_To do:_
Your task is to work out how many lines in the data include the word "name". Reply with the number alone.

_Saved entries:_
Issue #7725, opened 2026-02-27
ByteStr in zerotrie is theoretically unsound


Manishearth:
Discovered in https://github.com/unicode-org/icu4x/pull/6915#discussion_r2866656987

https://github.com/unicode-org/icu4x/blob/0b926a3a2d452170de0799315e6c0db5c11be51a/utils/zerotrie/src/builder/bytestr.rs#L16-L28

Copying over my comment with edits

`(&ByteStr, usize)` is not safe to transmute from `(&str, usize)`, at least not according to my current understanding of unsafe rules. In practice I don't expect this to be a real problem anytime soon.

`str` guarantees its own layout, which is sufficient for _direct_ transmutation. However, within a `repr(Rust)` type, all bets are off: Rust is e.g. allowed to treat `(i8, usize)` and `(u8, usize)` as having different layouts. People sometimes test with `-Zrandomize-layout`. I _believe_ this can't happen when the difference is just two `repr(transparent)` types[^1], but it can happen for two types with the same layout.

It is worth asking Rust for clarity on this. Rust has historically been very reluctant to make commitments about what layout optimizations it is allowed to do, but this might be something where they're fine doing so, specifically around tuples. Current rustc doesn't do too much here but it could choose to in the future. I plan to engage upstream on this.

I'm also not really convinced this whole thing is necessary: why not use an `AsRef<[u8]>` impl internally? Is it the code size we're worried about? There may be a halfway method to do this.

 [^1]: I'm not actually sure of this either: I think Rust is allowed to give `struct Foo(u8)` and `struct Bar(u8)` different layouts if it really wants; but tuples are different, and `transparent` is likely meaningful there.

sffc:
> I'm also not really convinced this whole thing is necessary: why not use an `AsRef<[u8]>` impl internally? Is it the code size we're worried about? There may be a halfway method to do this.

I think it's because this is `const` code which can't use traits. I'd also be a bit worried about codesize.

Manishearth:
Ahhhh.

I think an enum model would work without traits and likely optimize to the same thing.

Manishearth:
(besides, it's builder code, I think we care less about perf)

sffc:
yeah I think an enum with helper functions would be a design that would remove the need for this particular unsafe code.

Manishearth:
Since this is a soundness issue, I am marking this as tech debt priority.

sffc:
[...]

PR #7748, opened 2026-03-07
Replace ByteStr with SliceWithIndices and SerdeByteStr

Manishearth:
Fixes https://github.com/unicode-org/icu4x/issues/7725

This was primarily agent-driven.

ByteStr is used in `const` code to abstract over `&[(T, usize)]` where `T` can be `&str` or `&[u8]`. `SliceWithIndices` is the same concept represented as an enum. This is builder code, so it doesn't matter that much.

ByteStr was also used in serde code to allow serializing/deserializing from a byte sequence or a string. I'm not 100% clear if that is actually still necessary: can we just ser/de the store. I didn't want to break anything, so I kept the existing behavior. I'm hoping @sffc can have a look and perform further cleanups if necessary.

<s>I did need to add an `either` dependency to write a convenient iterator type. It's internal, so I can also choose to not do that and iterate manually instead.</s> Figured out a cleaner way to do it.

## Changelog

zerotrie:
 - Fix minor unsoundness due to assumptions on the layout of tuples

### DIFF
--- a/utils/zerotrie/src/serde.rs
+++ b/utils/zerotrie/src/serde.rs
@@ -44,22 +44,6 @@ impl<'de> Visitor<'de> for ByteStrVisitor {
     }
 }
 
-struct SerdeByteStr<'a>(&'a [u8]);
-
-impl Serialize for SerdeByteStr<'_> {
-    fn serialize<S>(&self, serializer: S) -> Result<S::Ok, S::Error>
-    where
-        S: Serializer,
-    {
-        if serializer.is_human_readable() {
-            if let Ok(s) = core::str::from_utf8(self.0) {
-                return serializer.serialize_str(s);
-            }
-        }
-        serializer.serialize_bytes(self.0)
-    }
-}
-
 #[derive(PartialEq, Eq, PartialOrd, Ord)]
 #[repr(transparent)]
 pub(crate) struct SerdeByteStrOwned(pub(crate) Box<[u8]>);
@@ -97,6 +81,22 @@ impl Serialize for SerdeByteStrOwned {
             }
         }
         serializer.serialize_bytes(bytes)
+    }
+}
+
+struct SerdeByteStr<'a>(&'a [u8]);
+
+impl Serialize for SerdeByteStr<'_> {
+    fn serialize<S>(&self, serializer: S) -> Result<S::Ok, S::Error>
+    where
+        S: Serializer,
+    {
+        if serializer.is_human_readable() {
+            if let Ok(s) = core::str::from_utf8(self.0) {
+                return serializer.serialize_str(s);
+            }
+        }
+        serializer.serialize_bytes(self.0)
     }
 }
 


utils/zerotrie/src/builder/konst/builder.rs
```diff
@@ -139,10 +138,8 @@ impl<const N: usize> ZeroTrieBuilderConst<N> {
 
     /// The actual builder algorithm. For an explanation, see [`crate::builder`].
     #[must_use]
-    const fn create_or_panic<const K: usize>(
-        &mut self,
-        all_items: ConstSlice<(&ByteStr, usize)>,
-    ) -> usize {
+    #[expect(clippy::indexing_slicing)] // lots of indexing, should be in range
```
robertbastian:
```suggestion
    #[expect(clippy::indexing_slicing)] // documented panic
```

utils/zerotrie/src/builder/bytestr.rs
```diff
@@ -2,131 +2,113 @@
...
-
-    #[allow(unsafe_code)] // transparent newtype casts are documented
-    pub fn from_bytes(input: &[u8]) -> &Self {
-        // Safety: [u8] and ByteStr have the same layout and invariants
-        unsafe { &*(input as *const [u8] as *const Self) }
+#[cfg(feature = "alloc")]
+use alloc::vec::Vec;
+
+/// Const function to evaluate `a < b` lexicographically.
+#[allow(clippy::indexing_slicing)] // in-range loop conditions
```
robertbastian: allow scopes should be as small as possible, put this on the loop

utils/zerotrie/src/builder/bytestr.rs
```diff
@@ -2,131 +2,113 @@
...
-    #[allow(unsafe_code)] // transparent newtype casts are documented
-    pub fn from_boxed_bytes(input: Box<[u8]>) -> Box<Self> {
-        // Safety: [u8] and ByteStr have the same layout and invariants
-        unsafe { core::mem::transmute::<Box<[u8]>, Box<Self>>(input) }
+/// Const function to evaluate `a[..prefix_len] == b[..prefix_len]`
+///
+/// # Panics
+///
+/// Panics if `prefix_len` is longer than either `a` or `b`.
+#[allow(clippy::indexing_slicing)] // in-range loop conditions
```
robertbastian: allow scopes should be as small as possible, put this on the if statement

utils/zerotrie/src/builder/bytestr.rs
```diff
@@ -2,131 +2,113 @@
...
+}
 
-    #[allow(dead_code)] // may want this in the future
-    pub fn from_str(input: &str) -> &Self {
-        Self::from_bytes(input.as_bytes())
-    }
+/// An abstraction over a slice of key-value pairs that can have either `&[u8]`
+/// or `&str` keys. This is used in the builder to avoid unsound casts.
+#[derive(Copy, Clone)]
+pub(crate) enum SliceWithIndices<'a> {
```
robertbastian: this is not generic, it should be `ByteSliceWithIndices`

utils/zerotrie/src/builder/bytestr.rs
```diff
@@ -2,131 +2,113 @@
...
+            Self::Str(s) => s.len(),
+        }
     }
 
-    #[allow(dead_code)] // not used in all features
-    pub fn is_all_ascii(&self) -> bool {
-        for byte in self.0.iter() {
-            if !byte.is_ascii() {
-                return false;
+    #[allow(clippy::indexing_slicing)]
```
robertbastian: justify?

utils/zerotrie/src/builder/bytestr.rs
```diff
@@ -2,131 +2,113 @@
...
-        assert!(prefix_len <= self.len());
-        assert!(prefix_len <= other.len());
-        let mut i = 0;
-        while i < prefix_len {
-            if self.0[i] != other.0[i] {
-                return false;
+    #[cfg(feature = "alloc")]
+    pub fn is_all_ascii(&self) -> bool {
+        /// Const function to evaluate if all bytes in `s` are ASCII.
+        #[allow(clippy::indexing_slicing)] // in-range loop conditions
```
robertbastian: same

utils/zerotrie/src/builder/bytestr.rs
```diff
@@ -2,131 +2,113 @@
...
+        #[cfg(feature = "alloc")]
```
robertbastian: I don't think you need nested cfgs, and I also don't think this actually needs alloc

utils/zerotrie/src/builder/slice_indices.rs
```diff
@@ -2,131 +2,113 @@
...
+        const fn is_all_ascii(s: &[u8]) -> bool {
+            let mut i = 0;
+            while i < s.len() {
+                if !s[i].is_ascii() {
+                    return false;
+                }
+                i += 1;
             }
-            i += 1;
+            true
```
robertbastian:
```suggestion
            s.iter().all(|c| c.is_ascii())
```

utils/zerotrie/src/zerotrie.rs
```diff
@@ -453,8 +454,8 @@ macro_rules! impl_zerotrie_subtype {
                     .iter()
                     .map(|(k, v)| (k.borrow().as_bytes(), *v))
                     .collect();
-                let byte_str_slice = ByteStr::from_byte_slice_with_value(&tuples);
-                Self::try_from_tuple_slice(byte_str_slice)
+                let slice = SliceWithIndices::from_byte_slice(&tuples);
```
robertbastian: nit: `byte_str_slice` was a better name. even though it was just named after the type, it gave more information than "slice"

utils/zerotrie/src/builder/konst/builder.rs
```diff
@@ -105,20 +104,22 @@ impl<const N: usize> ZeroTrieBuilderConst<N> {
...
+                    if !is_less_than(prev, ascii_str) {
+                        panic!("Strings in ZeroTrie constructor are not sorted");
                     }
                 }
             };
-            prev = Some(ascii_str)
-        });
+            prev = Some(ascii_str);
+            i += 1;
+        }
```
robertbastian: move this to the slice type, `assert_sorted`

utils/zerotrie/src/builder/konst/builder.rs
```diff
@@ -128,9 +129,7 @@ impl<const N: usize> ZeroTrieBuilderConst<N> {
     ///
     /// `K` is the stack size of the lengths stack. If you get an error such as
     /// `AsciiTrie Builder: Need more stack`, try increasing `K`.
-    pub const fn from_sorted_const_tuple_slice<const K: usize>(
-        items: ConstSlice<(&ByteStr, usize)>,
-    ) -> Self {
+    pub const fn from_sorted_const_tuple_slice<const K: usize>(items: SliceWithIndices) -> Self {
```
robertbastian: issue: the name is not correct anymore

utils/zerotrie/src/builder/konst/builder.rs
```diff
@@ -155,9 +152,9 @@ impl<const N: usize> ZeroTrieBuilderConst<N> {
         let mut current_len = 0;
         // Start the main loop.
         loop {
-            let item_i = all_items.get_or_panic(i);
-            let item_j = all_items.get_or_panic(j - 1);
-            debug_assert!(item_i.0.prefix_eq(item_j.0, prefix_len));
+            let item_i = all_items.get(i);
+            let item_j = all_items.get(j - 1);
+            debug_assert!(prefix_eq(item_i.0, item_j.0, prefix_len));
```
robertbastian: nit: don't import free functions, qualify with module name

sffc (commented):
This aligns with the design I previously discussed with @Manishearth. I'll take another look after @robertbastian's suggestions are landed, but you don't need to wait for me.

utils/zerotrie/src/builder/bytestr.rs
Manishearth: It needs alloc in order to not be unused.

utils/zerotrie/src/builder/slice_indices.rs
Manishearth: const.

utils/zerotrie/src/builder/konst/builder.rs
```diff
@@ -138,8 +127,11 @@ impl<const N: usize> ZeroTrieBuilderConst<N> {
 
     /// The actual builder algorithm. For an explanation, see [`crate::builder`].
     #[must_use]
-    #[expect(clippy::indexing_slicing)] // lots of indexing, should be in range
-    const fn create_or_panic<const K: usize>(&mut self, all_items: SliceWithIndices) -> usize {
+    #[expect(
+        clippy::indexing_slicing,
+        reason = "panic documented on from_tuple_slice"
```
robertbastian: uhm now I'm confused. is this method only used in one place? if so, I'd prefer inlining so that the panic documentation and the allow are next to one another

utils/zerotrie/src/builder/slice_indices.rs
```diff
@@ -64,7 +62,12 @@ impl<'a> SliceWithIndices<'a> {
         }
     }
 
-    #[allow(clippy::indexing_slicing)]
+    /// Gets the bytes and index at `index`
+    ///
+    /// # Panics
+    ///
+    /// Panics when `index >= self.len()`
```
robertbastian, line 69: hmm, documented panics for internal functions just dissipate, because clippy doesn't force us to allow them at call sites

utils/zerotrie/src/builder/slice_indices.rs
```diff
@@ -91,11 +94,29 @@ impl<'a> SliceWithIndices<'a> {
         }
     }
 
+    pub const fn is_sorted(self) -> bool {
+        let mut i = 0;
+        let mut prev: Option<&'a [u8]> = None;
+
+        while i < self.len() {
+            let (ascii_str, _) = self.get(i);
```
robertbastian: i.e. this should have a comment why it doesn't panic, but it doesn't

utils/zerotrie/src/builder/slice_indices.rs
robertbastian: doesn't need to be const because only ever used in non-const code

utils/zerotrie/src/zerotrie.rs
robertbastian: also everywhere else

utils/zerotrie/src/builder/bytestr.rs
robertbastian: but it's nested in a cfg alloc method already?!

utils/zerotrie/src/builder/konst/builder.rs
Manishearth: Transitively, and it's more than one function. I went ahead and just added panic docs everywhere

utils/zerotrie/src/builder/slice_indices.rs
Manishearth: Yes. Transitive analyses are hard.

We use these lints mostly because in 90% of ICU4X code we actually want no panics period (in release mode), limiting panics to things checked with local invariants. The lints work well for that use case.

However in datagen/zerotrie builder code/etc we are more loose about panics, so you get a lot of stuff like this. We're not trying to be perfect here, just have _some_ amount of breadcrumbs.


People have in the past discussed transitive panic lints in clippy where you have a `clippy::panics` annotation that gets detected. Still won't be perfect, but could be useful.

utils/zerotrie/src/builder/slice_indices.rs
Manishearth: Ah. this probably changed.

utils/zerotrie/src/builder/bytestr.rs
Manishearth: Yes, that was a response to the second half of your comment.

Manishearth: as in, "the outer function needs alloc because of unused lints"

Manishearth:
Yeah, and that's preexisting. This is builder code, by and large we don't care.

utils/zerotrie/src/builder/konst/builder.rs
```diff
@@ -128,21 +118,25 @@ impl<const N: usize> ZeroTrieBuilderConst<N> {
     ///
     /// `K` is the stack size of the lengths stack. If you get an error such as
     /// `AsciiTrie Builder: Need more stack`, try increasing `K`.
-    pub const fn from_sorted_const_tuple_slice<const K: usize>(
-        items: ConstSlice<(&ByteStr, usize)>,
-    ) -> Self {
+    ///
+    /// # Panics
+    ///
+    /// Panics if `items` is not sorted.
```
sffc: Nit: If you are adding panic documentation, please ensure that it is enforced. Previously it said "Assumes that the items are sorted. If they are not, unexpected behavior may occur." but not a panic. If you are changing it to a guaranteed panic, please update the docs and the code.

utils/zerotrie/src/builder/konst/builder.rs
```diff
@@ -128,21 +118,25 @@ impl<const N: usize> ZeroTrieBuilderConst<N> {
...
         let total_size = result.create_or_panic::<K>(items);
         debug_assert!(total_size == result.data.len());
         result
     }
 
     /// The actual builder algorithm. For an explanation, see [`crate::builder`].
+    ///
+    /// # Panics
+    ///
+    /// Panics if `all_items` is not sorted.
```
sffc: Issue: Don't document a panic unless you actually panic in that situation.

utils/zerotrie/src/builder/konst/builder.rs
```diff
@@ -128,21 +118,25 @@ impl<const N: usize> ZeroTrieBuilderConst<N> {
...
     #[must_use]
-    const fn create_or_panic<const K: usize>(
-        &mut self,
-        all_items: ConstSlice<(&ByteStr, usize)>,
-    ) -> usize {
+    #[expect(clippy::indexing_slicing, reason = "documented panic")]
```
sffc: Issue: Your use of indexing_slicing is not related to the documented panic. Please change this to say something more like "all call sites are well-commented and will not panic".

utils/zerotrie/src/builder/slice_indices.rs
sffc: Issue: it was previously called `get_or_panic`. Please change it back.

utils/zerotrie/src/builder/konst/builder.rs
```diff
@@ -192,7 +186,7 @@ impl<const N: usize> ZeroTrieBuilderConst<N> {
                     // A string that equals the prefix does not take part in the branch node.
                     break;
                 }
-                let candidate = candidate.byte_at_or_panic(prefix_len);
+                let candidate = candidate[prefix_len];
```
sffc, line 191: Suggestion: since you are adding more types here, you can avoid the indexing_slicing by matching on an `Option` and merging this with the if statement above.

utils/zerotrie/src/builder/konst/builder.rs
```diff
@@ -170,20 +164,20 @@ impl<const N: usize> ZeroTrieBuilderConst<N> {
             prefix_len -= 1;
             let mut new_i = i;
             let mut new_j = j;
-            let mut ascii_i = item_i.0.byte_at_or_panic(prefix_len);
-            let mut ascii_j = item_j.0.byte_at_or_panic(prefix_len);
+            let mut ascii_i = item_i.0[prefix_len];
+            let mut ascii_j = item_j.0[prefix_len];
```
sffc, line 169: Nit (optional): add a comment saying that `prefix_len` is guaranteed to be shorter than the two strings. It is easy to tell for `item_i.0`. It is a bit more involved to prove it for `item_j.0`; it is a loop invariant.

utils/zerotrie/src/builder/slice_indices.rs
```diff
@@ -0,0 +1,128 @@
...
+    }
+    a.len() < b.len()
+}
+
+/// Const function to evaluate `a[..prefix_len] == b[..prefix_len]`
+///
+/// # Panics
+///
+/// Panics if `prefix_len` is longer than either `a` or `b`.
+pub(crate) const fn prefix_eq(a: &[u8], b: &[u8], prefix_len: usize) -> bool {
```
sffc: Nit: in this codebase, please name functions that have panic invariants with `_or_panic`

utils/zerotrie/src/serde.rs
```diff
@@ -2,7 +2,6 @@
 // called LICENSE at the top level of the ICU4X source tree
 // (online at: https://github.com/unicode-org/icu4x/blob/main/LICENSE ).
```
sffc, line 4: Grumble to self: I thought I was done reviewing this PR but now I need to rethink how we do serde, too

utils/zerotrie/src/serde.rs
```diff
@@ -45,45 +54,49 @@ impl<'de> Visitor<'de> for ByteStrVisitor {
     }
 }
 
-impl<'data, 'de: 'data> Deserialize<'de> for &'data ByteStr {
+impl<'de> Deserialize<'de> for SerdeByteStrOwned {
```
sffc, line 57: Nit: Please make the diff smaller by putting your impls in the same order that they were before. This one should be the impl for `SerdeByteStr`.

utils/zerotrie/src/serde.rs
```diff
@@ -45,45 +54,49 @@ impl<'de> Visitor<'de> for ByteStrVisitor {
...
+            }
         }
+        serializer.serialize_bytes(bytes)
     }
 }
 
-impl Serialize for &ByteStr {
+struct SerdeByteStr<'a>(&'a [u8]);
+
+impl Serialize for SerdeByteStr<'_> {
```
sffc, line 89: Suggestion: Should this be using `PotentialUtf8` instead? I think that type has these same types of impls. I think PotentialUtf8 came around after ByteStr.

utils/zerotrie/src/zerotrie.rs
```diff
@@ -597,9 +602,10 @@ macro_rules! impl_zerotrie_subtype {
         impl $name<Vec<u8>>
         {
             #[cfg(feature = "serde")]
-            pub(crate) fn try_from_serde_litemap(items: &LiteMap<Box<ByteStr>, usize>) -> Result<Self, ZeroTrieBuildError> {
-                let lm_borrowed: LiteMap<&ByteStr, usize> = items.to_borrowed_keys();
-                Self::try_from_tuple_slice(lm_borrowed.as_slice())
+            pub(crate) fn try_from_serde_litemap(items: &LiteMap<crate::serde::SerdeByteStrOwned, usize>) -> Result<Self, ZeroTrieBuildError> {
+                let tuples: Vec<(&[u8], usize)> = items.iter().map(|(k, v)| (k.as_bytes(), *v)).collect();
+                let byte_str_slice = ByteSliceWithIndices::from_byte_slice(&tuples);
```
sffc, line 607: Observation: `.to_borrowed_keys()` allocates, too, so I think there are no "new" allocations here.

utils/zerotrie/src/builder/konst/builder.rs
Manishearth: I left a TODO for you for j. Might be a good place to just do a checked indexing operation.

utils/zerotrie/src/builder/konst/builder.rs
Manishearth: `get()` isn't stable in const.

utils/zerotrie/src/serde.rs
Manishearth: Interesting idea, I don't want to risk changing behavior in this PR, but we should investigate that as a followup.

utils/zerotrie/src/serde.rs
Manishearth: I had the same feeling working on this; the serde stuff was unexpected.

utils/zerotrie/src/builder/konst/builder.rs
sffc: Suggestion (optional): use a helper function that returns `Option` in const. Internally it uses indexing_slicing with an easily provable invariant. I feel like we already had such a function.

utils/zerotrie/src/builder/konst/builder.rs
```diff
@@ -101,25 +100,12 @@ impl<const N: usize> ZeroTrieBuilderConst<N> {
     ///
     /// `K` is the stack size of the lengths stack. If you get an error such as
     /// `AsciiTrie Builder: Need more stack`, try increasing `K`.
-    ///
-    /// # Panics
-    ///
-    /// Panics if the items are not sorted
```
sffc, line 107: Issue: This fn still panics. Please leave the docs

utils/zerotrie/src/builder/konst/builder.rs
Manishearth: A helper function on what? This is a stdlib slice type.

Do you want a free function here? I think a free function is a bit strange for just one callsite. That just moves the invariant check around.

We should file an issue for cleaning up the indexing here and do that separately.

Manishearth: > We should file an issue for cleaning up the indexing here and do that separately.

Specifically, I think the code here should just always use checked indexing.

utils/zerotrie/src/serde.rs
```diff
@@ -45,45 +44,59 @@ impl<'de> Visitor<'de> for ByteStrVisitor {
...
         } else {
             let s = Vec::<u8>::deserialize(deserializer)?;
-            Ok(ByteStr::from_boxed_bytes(s.into_boxed_slice()))
+            Ok(SerdeByteStrOwned(s.into_boxed_slice()))
         }
     }
 }
 
-impl Serialize for &ByteStr {
+impl Serialize for SerdeByteStrOwned {
```
sffc, line 72: Observation: Before it seems we didn't have `impl Serialize for Box<ByteStr>`, only for the borrowed version? Why do we need it now when we didn't need it before?

utils/zerotrie/src/serde.rs
```diff
@@ -45,45 +44,59 @@ impl<'de> Visitor<'de> for ByteStrVisitor {
...
 
-impl<'data, 'de: 'data> Deserialize<'de> for &'data ByteStr {
-    fn deserialize<D>(deserializer: D) -> Result<Self, D::Error>
+struct SerdeByteStr<'a>(&'a [u8]);
+
+impl Serialize for SerdeByteStr<'_> {
+    fn serialize<S>(&self, serializer: S) -> Result<S::Ok, S::Error>
     where
-        D: Deserializer<'de>,
+        S: Serializer,
```
sffc: Nit: The impls still aren't in the same order as before

Manishearth: They are. We just don't need the `&'data ByteStr` deserialize impl. We weren't doing zero copy deserialization anyway.

utils/zerotrie/src/serde.rs
Manishearth: Because `Box<T>` has a forwarding Serialize impl, but `SerdeByteStrOwned` does not

utils/zerotrie/src/serde.rs
Manishearth: Oh, I guess I can make them line up better if I reorder the borrowed and owned ones.

sffc:
I care about getting deserialization right because, well, we actually use ZeroTries in production in serde-like ways. I'm not sure whether we use these impls, but we could land code that uses them at any time.

Manishearth:
Like I said, we weren't doing a zero copy deserialization anyway. The deserialization code for ZeroTries uses a completely different codepath for the borrowed case: it's not using ByteStr. ByteStr is specifically a helper for the human readable case.

Go ahead and try it, you can remove that impl on main and the code still compiles.

> I'm not sure whether we use these impls, but we could land code that uses them at any time

Great, and we can add them again. But I think it's unlikely, for the reason I gave above.

This is an internal serialization helper type: me removing this impl does not change the Deserialize impls available on LiteMaps, if that is your concern.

_Completed exercise:_
5